• WHAT THE TASK ASKS
Set down exactly the lines of the records from the top to the line containing "### LINKED ISSUE"; include both.

• DATASET CONTENT
PR #346, opened 2022-03-22
#341: Fixes for type-parameters without arguments

### LINKED ISSUE #341: `typing` module types without parameters broken when using Python 3.9
When using types in the built-in `typing` module, if a type supports additional parameters and those parameters are not used, errors result when using Python 3.9

Code:
```python
from typing import List

@dataclass
class Parent(DataClassJsonMixin):
    children: List


if __name__ == '__main__':
    p = Parent.from_dict({
        "children": ['hi']
    })
    print(p.to_json())
```

Output when running dataclasses-json 0.5.6 and Python 3.9:
```
  File "/Users/daniel.letscher/code/playground/dataclass.py", line 13, in <module>
    p = Parent.from_dict({
  File "/Users/daniel.letscher/code/playground/venv39/lib/python3.9/site-packages/dataclasses_json/api.py", line 82, in from_dict
  File "/Users/daniel.letscher/code/playground/venv39/lib/python3.9/site-packages/dataclasses_json/core.py", line 201, in _decode_dataclass
  File "/Users/daniel.letscher/code/playground/venv39/lib/python3.9/site-packages/dataclasses_json/core.py", line 258, in _decode_generic
    xs = _decode_items(type_.__args__[0], value, infer_missing)
  File "/Users/daniel.letscher/.pyenv/versions/3.9.7/lib/python3.9/typing.py", line 706, in __getattr__
    raise AttributeError(attr)
AttributeError: __args__
```

Output when running dataclasses-json 0.5.6 and Python 3.8:
```
{"children": ["hi"]}
```

USSX-Hares:
Closes #341

### Changes:
 * Updated `tests.entities` and `tests.test_collections` to include alternative forms of the same collection types
   (like `builtins.list` ("builtin") and `typing.List` (~~"generic"~~ "unbound") in addition to the existing `typing.List[TypeA]`)
 * Added new internal helper class ~~`core._NoArgs`~~ `utils._NoArgs` and its singleton instance ~~`core._NO_ARGS`~~ `utils._NO_ARGS`
 * Added new methods ~~`core._extract_args()`~~ `utils._get_type_args()` and ~~`core._extract_type_parameter()`~~ `utils._get_type_arg_param()` which return either `tp.__args__` value or `_NO_ARGS` constant
 * All "unsafe" usages of `tp.__args__` replaced with the new methods
 * Added `TypeVar` special case check for `core._decode_dict_keys()`
   - *Note:* This is a special case for Python 3.7 and Python 3.8.
     By some reason, "unbound" dicts are counted as having key type parameter to be `TypeVar('KT')`
 * Added `tp.__origin__ == None` special case for `utils._get_type_origin()`
   - *Note:* This is a special case for Python 3.6 exclusively.
     By some reason, *some* "unbound" types (`typing.Set`, `typing.Tuple`, and `typing.FrozenSet`) are considered to have this field with `None` rather than generating an `AttributeError`
   - Same for `tp.__args__` and dicts

### Status
 * Without the fix, new tests fail on all versions of Python, but fail differently (see report in the comments of #341)
 * By now, there are no failures related to the missing `tp.__args__`:
   + [x] Python 3.6: ~~Decodes "unbound" (but not "builtin") sets, tuples, and frozensets as lists rather than required types~~
   + [x] Python 3.7-3.8: ~~Fails to decode "unbound" and "builtin" dicts by trying to instantiate uninstantiatable `typing.Dict`.~~
      Was actually caused by the strange structure of dict class nesting in specifically these Python versions, see note above
   + [x] No longer fails on Python 3.9+
   + [x] *(New)* Python 3.6: ~~Unable to decode "unbound" `typing.Dict` and `dict` keys on Python 3.6 exclusively~~

### DIFF
--- a/dataclasses_json/core.py
+++ b/dataclasses_json/core.py
@@ -329,8 +329,10 @@ def _decode_dict_keys(key_type, xs, infer_missing):
     decode_function = key_type
     # handle NoneType keys... it's weird to type a Dict as NoneType keys
     # but it's valid...
-    # Issue #341 and MR #346: This is a special case for Python 3.7 and Python 3.8.
-    # By some reason, "unbound" dicts are counted as having key type parameter to be TypeVar('KT')
+    # Issue #341 and PR #346:
+    #   This is a special case for Python 3.7 and Python 3.8.
+    #   By some reason, "unbound" dicts are counted
+    #   as having key type parameter to be TypeVar('KT')
     if key_type is None or key_type == Any or isinstance(key_type, TypeVar):
         decode_function = key_type = (lambda x: x)
     # handle a nested python dict that has tuples for keys. E.g. for
--- a/dataclasses_json/core.py
+++ b/dataclasses_json/core.py
@@ -329,6 +329,8 @@ def _decode_dict_keys(key_type, xs, infer_missing):
     decode_function = key_type
     # handle NoneType keys... it's weird to type a Dict as NoneType keys
     # but it's valid...
+    # Issue #341 and MR #346: This is a special case for Python 3.7 and Python 3.8.
+    # By some reason, "unbound" dicts are counted as having key type parameter to be TypeVar('KT')
     if key_type is None or key_type == Any or isinstance(key_type, TypeVar):
         decode_function = key_type = (lambda x: x)
     # handle a nested python dict that has tuples for keys. E.g. for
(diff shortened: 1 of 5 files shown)


UberMeatShield:
This seems like a pretty solid thing to get into the project so it is working in 3.10 as well :)

lidatong:
Yes I'm sorry I've been MIA... I'll take a look soon!

lidatong (approved):

cprasad1:
@lidatong do you have plans to release a new version with this patch in? It will be great if we can get this bug fixed

PR #352, opened 2022-04-12
Add support for encoding numpy integer and floating point types

pvanheus:
Feel free to ignore if this is too much of an edge case for your module, but I found a need to serialise dataclasses to JSON that had NumPy types (int64 etc) in them. This PR adds support for encoding NumPy types, but only if the numpy module is available.

### DIFF
--- a/dataclasses_json/core.py
+++ b/dataclasses_json/core.py
@@ -16,6 +16,12 @@ from uuid import UUID
 
 from typing_inspect import is_union_type  # type: ignore
 
+try:
+    import numpy as np
+    np_available = True
+except ImportError:
+    np_available = False
+
 from dataclasses_json import cfg
 from dataclasses_json.utils import (_get_type_cons, _get_type_origin,
                                     _handle_undefined_parameters_safe,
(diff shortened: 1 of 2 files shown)


sebastian-ruiz:
It would be nice to handle numpy arrays as well. Something like:
```python
elif np_available and _isinstance_safe(o, np.ndarray):
    result = o.tolist()
```

pvanheus:
> It would be nice to handle numpy arrays as well. Something like:
> 
> ```python
> elif np_available and _isinstance_safe(o, np.ndarray):
>     result = o.tolist()
> ```
Thanks, I have belatedly incorporated your suggestion, simplified the code and added a test for encoding to JSON,

george-zubrienko:
I wonder why not use encoder/decoder instead? I've seen people do this with fields being pandas Dataframes

matt035343:
Thanks for your PR. Imo, I believe dataclasses-json should only support native types out of the box while 3rd-party types like numpy can be de/encoded with custom encoders.

george-zubrienko:
I'd say if the author added instead an example for docs with custom encoder/decoder for numpy, that would have helped many people. I'll wait a bit, if no reaction follows, I'll close this one and update docs with examples for both numpy and pandas.

matt035343:
Closing this in favor of #470

PR #363, opened 2022-06-27
Fix deserialization for typing.Counter

n1chre:
The issue here is that typing.Counter deserialization ends ups in the generic deserialization block. And because Counter is a mapping, we try to get key and value type of it. But it fails, and we shouldn't really deserialize a counter that way. This PR fixes it and deserializes it properly

Example test:
```py3
$ cat test.py
import typing
import collections

@dataclass_json
@dataclass
class C:
    c: typing.Counter[str]

c = C(collections.Counter('aba'))
print(c.to_json())
print(C.from_json('{"c":{"a":2,"b":1}}'))
```

Before:
```bash
$ py3 test.py
{"c": {"a": 2, "b": 1}}
  File "/Users/hrenic/test.py", line 13, in <module>
    print(C.from_json('{"c":{"a":2,"b":1}}'))
  File "/opt/homebrew/lib/python3.9/site-packages/dataclasses_json-0.5.7-py3.9.egg/dataclasses_json/api.py", line 65, in from_json
  File "/opt/homebrew/lib/python3.9/site-packages/dataclasses_json-0.5.7-py3.9.egg/dataclasses_json/api.py", line 72, in from_dict
  File "/opt/homebrew/lib/python3.9/site-packages/dataclasses_json-0.5.7-py3.9.egg/dataclasses_json/core.py", line 202, in _decode_dataclass
  File "/opt/homebrew/lib/python3.9/site-packages/dataclasses_json-0.5.7-py3.9.egg/dataclasses_json/core.py", line 255, in _decode_generic
ValueError: not enough values to unpack (expected 2, got 1)
```

After: 
```bash
$ py3 test.py
{"c": {"a": 2, "b": 1}}
C(c=Counter({'a': 2, 'b': 1}))
```

### DIFF
--- a/dataclasses_json/core.py
+++ b/dataclasses_json/core.py
@@ -11,7 +11,8 @@ from dataclasses import (MISSING,
 from datetime import datetime, timezone
 from decimal import Decimal
 from enum import Enum
-from typing import Any, Collection, Mapping, Union, get_type_hints, Tuple
+from typing import (Any, Collection, Counter, Mapping,
+                    Union, get_type_hints, Tuple)
 from uuid import UUID
 
 from typing_inspect import is_union_type  # type: ignore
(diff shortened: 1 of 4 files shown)


george-zubrienko:
'typing.Counter' is a deprecated alias to collections class, according to docs https://docs.python.org/3/library/collections.html#collections.Counter

Does that change anything for us here?

matt035343:
@n1chre I tried out your solution, but it seems like there are is a bug when combining with the changes of #435. I have fixed this in a new PR #471. If you don't mind, I will go ahead and have #471 approved and merged instead. Let me know what you think.

matt035343:
Closed in favor of #471

Issue #336, opened 2022-02-15
Exclude function type signature does not match usage


artificial-aidan:
`exlude` accepts a `Callable[[str, Any], bool]` [here](https://github.com/lidatong/dataclasses-json/blob/a5fd1b53b4e9c192a2ecfd851502d056309c36c8/dataclasses_json/cfg.py#L53)

But when it is invoked only the value is passed

https://github.com/lidatong/dataclasses-json/blob/a5fd1b53b4e9c192a2ecfd851502d056309c36c8/dataclasses_json/core.py#L103

artificial-aidan:
https://github.com/lidatong/dataclasses-json/pull/231

Fixed here

@lidatong

PR #368, opened 2022-07-12
Fix config(exclude=…) type annotations

andersk:
* The `exclude` callback takes one argument, not two.
* Objects of type `Exclude` are not accepted. `ALWAYS` and `NEVER` have type `Callable`, not `Exclude`.
* Class variables like `Exclude.ALWAYS`, `Exclude.NEVER` are not allowed to be generic, and they don’t need to be, since `Callable[[object], bool]` is convertible to `Callable[[T], bool]`.

### DIFF
--- a/dataclasses_json/cfg.py
+++ b/dataclasses_json/cfg.py
@@ -16,8 +16,8 @@ class Exclude:
     Pre-defined constants for exclusion. By default, fields are configured to
     be included.
     """
-    ALWAYS: Callable[[T], bool] = lambda _: True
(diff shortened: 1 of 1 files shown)


andersk:
Apparently I’m not the first to submit this.

- #231 
- #336
- #360

george-zubrienko:
hi @andersk could you please update your PR so we can review and merge :)

andersk:
@george-zubrienko Rebased.

george-zubrienko (approved):

PR #374, opened 2022-09-27
Update usage of mypy.main in test following updates to mypy package

rpmcginty:
Last month, a **mypy** change was released that made all arguments for the `mypy.main` method **keyword** only. They also removed an unused argument. 

https://github.com/python/mypy/pull/13399

The alternative to this change is to freeze your version of `mypy`

### DIFF
--- a/tests/test_annotations.py
+++ b/tests/test_annotations.py
@@ -105,7 +105,7 @@ class TestAnnotations:
         try:
             # mypy.main uses sys.stdout for printing
             # We override it to catch error messages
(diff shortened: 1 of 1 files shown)


lidatong (approved):

lidatong:
@rpmcginty thanks for this! `mypy_main` probably changed again probably between the time you submitted this PR and now... apologies again for that. i skipped the test to get checks passing on `master`, but feel free to remove that

i suppose we could pin `mypy` but to be honest i don't know enough about the typing ecosystem but i'm concerned about weird unlucky incompatibilities for users on different versions...

Issue #348, opened 2022-04-04
Add support for `str` subclasses 


rpmcginty:
### Problem
as of v0.5.7, any subclassed `str` classes are instantiated using the default `str` class. 

#### Example
```python
class MyString(str):
    ...
    def my_useless_odd_number_detector(self) -> bool:
        return len(self) % 2 != 0

@dataclass_json
@dataclass
class MyDC:
    my_str: MyString

    def __post_init__(self):
        print(f"IS it odd? -> {self.my_str.my_useless_odd_number_detector()}")

# Error!
MyDC.from_dict(dict(my_str="123"))
```

To work around this, you must override the `decoder`. But this must be done in every dataclass that references that type. Alternatively, we can add this decoder to the global config. but this can be cumbersome if you are subclassing str many times. 

For context, I have a subclassed `str` into `ValidatedStr` which provides validation (regex, length constraints) against the string. I vend this `ValidatedStr` class for usage across other packages. I do not want to require others using this subclass to have to explicitly specify the decoder every time or update a global config.   

### Feature Request

Modify the `decode_dataclass` logic to further distinguish between custom subclassed `str` classes.

george-zubrienko:
I think you should use composition instead of inheritance for this use case - would make life much easier. As for the library behaviour, I agree this code should not raise

matt035343:
This seems to be fixed as of version 0.5.9. Please reopen if the issue persists.

PR #375, opened 2022-09-27
Add support for enhanced builtin instantiation

rpmcginty:
## What's in this change?
* Adding improved instantiation logic for `str`, `int`, `float` in dataclass decoder. 
* Fixing bugs in test code 

### Why do we need improved instantiation logic for these builtins?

• EXERCISE ANSWER
PR #346, opened 2022-03-22
#341: Fixes for type-parameters without arguments

### LINKED ISSUE #341: `typing` module types without parameters broken when using Python 3.9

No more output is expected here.